The Battle Royal, the name for our conference theme for GamesBeat 2013, will be under way in just 11 days. I’m proud to say we’ve lined up the best slate of speakers we’ve ever had to show us the way ahead in the tumultuous and diverse game industry.

Just this week, Japan’s SoftBank and GungHo Entertainment (the maker of Puzzle & Dragons) bought 51 percent of Helsinki-based Supercell for $1.5 billion. Supercell, who made the popular Clash of Clans, was valued at just $770 million back in March, but now it’s supposedly worth a cool $3 billion. And rumors are rife that London’s King (Candy Crush Saga) will stage an initial public offering that could be valued at $5 billion.

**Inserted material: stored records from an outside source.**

PR #404, opened 2018-06-18
Ensure plugin path handled prior to plugin configs

rnpridgeon:


confluent_kafka/src/confluent_kafka.c
```diff
@@ -1568,6 +1568,40 @@ rd_kafka_conf_t *common_conf_setup (rd_kafka_type_t ktype,
...
+                                "expected configuration property name "
+                                "as type unicode string");
+                        rd_kafka_topic_conf_destroy(tconf);
+                        rd_kafka_conf_destroy(conf);
+                        return NULL;
+                }
+
+                v = cfl_PyUnistr_AsUTF8(vs, &vs8);
+
+                if(rd_kafka_conf_set(conf, "plugin.library.paths", v, NULL, 0) != RD_KAFKA_CONF_OK) {
```
edenhill: `if (`

keep under 80 columns wide

tests/test_Consumer.py
```diff
@@ -313,3 +314,17 @@ def test_calling_store_offsets_after_close_throws_erro():
     with pytest.raises(RuntimeError) as ex:
         c.offsets_for_times([TopicPartition("test", 0)])
     assert 'Consumer closed' == str(ex.value)
+
+
+@pytest.skipif(len([True for x in (".so", ".dylib", ".dll") if os.path.exists("monitoring-interceptor" + x)]) > 0,
+               reason="requires confluent-librdkafka-plugins to be installed")
```
edenhill: and copied to the current directory

tests/test_Consumer.py
```diff
@@ -313,3 +314,17 @@ def test_calling_store_offsets_after_close_throws_erro():
...
+def test_unordered_dict():
+    """
+    Interceptor configs can only be handled after the plugin has been loaded not before.
+    """
+    Consumer({'confluent.monitoring.interceptor.publishMs': 1000,
+              'confluent.monitoring.interceptor.sessionDurationMs': 1000,
+              'plugin.library.paths': 'monitoring-interceptor.dylib',
```
edenhill: Skip the file extension, handled by the librd of kafka

tests/test_Producer.py
```diff
@@ -191,3 +192,17 @@ def test_set_invalid_partitioner_murmur():
     with pytest.raises(KafkaException) as e:
         Producer({'partitioner': 'murmur'})
     assert 'Invalid value for configuration property "partitioner": murmur' in str(e)
+
+
+@pytest.skipif(len([True for x in (".so", ".dylib", ".dll") if os.path.exists("monitoring-interceptor" + x)]) > 0,
```
edenhill: Instead of duplicating this test, move it to a common file (e.g., test_misc) and parameterize the client types: producer, consumer, admin

confluent_kafka/src/confluent_kafka.c
```diff
@@ -1568,6 +1568,40 @@ rd_kafka_conf_t *common_conf_setup (rd_kafka_type_t ktype,
         /* Enable valid offsets in delivery reports */
         rd_kafka_topic_conf_set(tconf, "produce.offset.report", "true", NULL, 0);
 
+        /* Preload Plugins since dicts are unordered */
```
edenhill: Preloading a library/plugin is something else, I think you can instead flesh out the comment a bit, something like:
Plugins must be configured prior to any configuration properties they support, since dicts are unordered
we explicitly check for, set, and delete the plugin paths here to make sure they are applied prior to
their configuration.

confluent_kafka/src/confluent_kafka.c
```diff
@@ -1568,7 +1568,11 @@ rd_kafka_conf_t *common_conf_setup (rd_kafka_type_t ktype,
         /* Enable valid offsets in delivery reports */
         rd_kafka_topic_conf_set(tconf, "produce.offset.report", "true", NULL, 0);
 
-        /* Preload Plugins since dicts are unordered */
+       /*
```
edenhill: Indent seems off, /* should probably be one space to the right

confluent_kafka/src/confluent_kafka.c
```diff
@@ -1568,7 +1568,11 @@ rd_kafka_conf_t *common_conf_setup (rd_kafka_type_t ktype,
...
+        * Plugins must be configured prior to handling any of their configuration properties
+        * Dicts are unordered so we explicitly check for, set, and delete the plugin paths here
```
edenhill: end sentence with period.

confluent_kafka/src/confluent_kafka.c
```diff
@@ -1568,7 +1568,11 @@ rd_kafka_conf_t *common_conf_setup (rd_kafka_type_t ktype,
...
+        * This ensures all configuration properties are handled in the right order
```
edenhill: end sentence with period.

confluent_kafka/src/confluent_kafka.c
```diff
@@ -1584,8 +1588,10 @@ rd_kafka_conf_t *common_conf_setup (rd_kafka_type_t ktype,
 
                 v = cfl_PyUnistr_AsUTF8(vs, &vs8);
 
-                if(rd_kafka_conf_set(conf, "plugin.library.paths", v, NULL, 0) != RD_KAFKA_CONF_OK) {
-                        cfl_PyErr_Format(RD_KAFKA_RESP_ERR__INVALID_ARG, "%s", NULL);
+                if (rd_kafka_conf_set(conf, "plugin.library.paths", v, NULL, 0)
+                   != RD_KAFKA_CONF_OK) {
+                        cfl_PyErr_Format(RD_KAFKA_RESP_ERR__INVALID_ARG,
+                                "%s", NULL);
```
edenhill: "%s", NULL will raise an exception with the message "(null)".
Instead pass errstr to conf_set, and then use that here.

tests/test_misc.py
```diff
@@ -123,3 +124,19 @@ def test_throttle_event_types():
...
+
+
+@pytest.mark.skipif(len([True for x in (".so", ".dylib", ".dll")
+                         if os.path.exists("monitoring-interceptor" + x)]) == 0,
+                    reason="requires confluent-librdkafka-plugins be installed and copied to the current directory")
+def test_unordered_dict():
+    """
+    Interceptor configs can only be handled after the plugin has been loaded not before.
+    """
+    for fn in [confluent_kafka.Producer, confluent_kafka.Consumer, confluent_kafka.admin.AdminClient]:
```
edenhill: I was thinking you could use parameterization: https://docs.pytest.org/en/latest/parametrize.html

confluent_kafka/src/confluent_kafka.c
rnpridgeon: Yep sorry that was left over from when I did the initial POC

rnpridgeon:
@edenhill good call on mutating the application's dict. I have made the requested changes

confluent_kafka/src/confluent_kafka.c
```diff
@@ -1530,7 +1530,7 @@ rd_kafka_conf_t *common_conf_setup (rd_kafka_type_t ktype,
          * precedence in case of duplicate keys.
          * All keys map to configuration properties.
          */
```
edenhill: Extend this comment to mention why we make a copy of the dict

confluent_kafka/src/confluent_kafka.c
```diff
@@ -1568,6 +1569,47 @@ rd_kafka_conf_t *common_conf_setup (rd_kafka_type_t ktype,
         /* Enable valid offsets in delivery reports */
         rd_kafka_topic_conf_set(tconf, "produce.offset.report", "true", NULL, 0);
 
+        /*
+         * Plugins must be configured prior to handling any of their configuration properties.
+         * Dicts are unordered so we explicitly check for, set, and delete the plugin paths here.
+         * This ensures all configuration properties are handled in the right order.
```
edenhill: s/all/plugin/

confluent_kafka/src/confluent_kafka.c
```diff
@@ -1568,6 +1569,47 @@ rd_kafka_conf_t *common_conf_setup (rd_kafka_type_t ktype,
...
+                char errstr[256];
+                PyObject *vs = NULL, *vs8 = NULL;
+
+                if (!(vs = cfl_PyObject_Unistr(vo))) {
+                        PyErr_SetString(PyExc_TypeError,
+                                "expected configuration property name "
+                                "as type unicode string");
+                        rd_kafka_topic_conf_destroy(tconf);
+                        rd_kafka_conf_destroy(conf);
+                        return NULL;
```
edenhill: confdict is leaked here, do Py_DECREF

confluent_kafka/src/confluent_kafka.c
```diff
@@ -1568,6 +1569,47 @@ rd_kafka_conf_t *common_conf_setup (rd_kafka_type_t ktype,
...
+                        cfl_PyErr_Format(RD_KAFKA_RESP_ERR__INVALID_ARG,
+                                "%s", errstr);
+
+                        rd_kafka_topic_conf_destroy(tconf);
+                        rd_kafka_conf_destroy(conf);
+
+                        Py_XDECREF(vs8);
+                        Py_XDECREF(vs);
+
+                        return NULL;
```
edenhill: dito

edenhill: also check the other returns below

rnpridgeon:
@edenhill , slightly less leaky. There are some whitespace changes but I believe they add to readability. If its a problem I can remove them .

confluent_kafka/src/confluent_kafka.c
```diff
@@ -1529,6 +1529,8 @@ rd_kafka_conf_t *common_conf_setup (rd_kafka_type_t ktype,
          * When both args and kwargs are present the kwargs take
          * precedence in case of duplicate keys.
          * All keys map to configuration properties.
+         *
+         * Copy configuration dict to avoid manipulating application config
```
edenhill: nit (but that's what you want..): How about a trailing period?

rnpridgeon: touché

confluent_kafka/src/confluent_kafka.c
```diff
@@ -1530,7 +1530,7 @@ rd_kafka_conf_t *common_conf_setup (rd_kafka_type_t ktype,
          * precedence in case of duplicate keys.
          * All keys map to configuration properties.
          *
-         * Copy configuration dict to avoid manipulating application config
+         * Copy configuration dict to avoid manipulating application config.
```
edenhill: Great fix!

This isn’t a pure bubble. These companies are generating these valuations because they’ve figured out how to monetize mobile players. And once these folk start spending, they can generate millions of dollars a day. On an annual basis, that can mean that these companies could generate a billion dollars in revenue. Just a year ago, such revenues in the mobile industry were a fantasy.

A year of change

Battle Royal

Above: Battle Royal

Image Credit: VentureBeat

A year ago, we welcomed everyone to the Crossover Era. The console market had stalled. Traditional game companies found they had to make the leap to digital before companies like Zynga — without any physical games — pulled ahead of them.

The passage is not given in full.